::: Supplied data

PR #2149, opened 2025-10-27
feat: Model.get_secret(..., validate=...) keyword argument; don't cache content on the Secret object

dimaqq:
User-facing API changes:

`Model.get_secret()` gains a new keyword argument, `validate: bool`, which is `True` by default.

With the default setting, `data = Model.get_secret(...).get_content()` makes invocations of the hook command and therefore two calls to the Juju secret backend.

Performance-sensitive applications should use `validate=False`, in which case, `Model.get_secret()` doesn't raise exceptions in simple cases, and only `Secret.get_content()` does.

Note that if both `id` and `label` parameters are supplied, the hook command is always invoked in order to set the secret consumer label.

### DIFF
--- a/ops/model.py
+++ b/ops/model.py
@@ -286,15 +286,20 @@ class Model:
         owners set a label using ``add_secret``, whereas secret observers set
         a label using ``get_secret`` (see an example at :attr:`Secret.label`).
 
+        Secret content is not cached. If the hook command is run, the result is
+        discarded.
+
         .. jujuadded:: 3.0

::::::

Give back the lines of the listing from the one with "owners set a" through the end, both included, exactly as written and with nothing added.

         owners set a label using ``add_secret``, whereas secret observers set
         a label using ``get_secret`` (see an example at :attr:`Secret.label`).
 
+        Secret content is not cached. If the hook command is run, the result is
+        discarded.
+
         .. jujuadded:: 3.0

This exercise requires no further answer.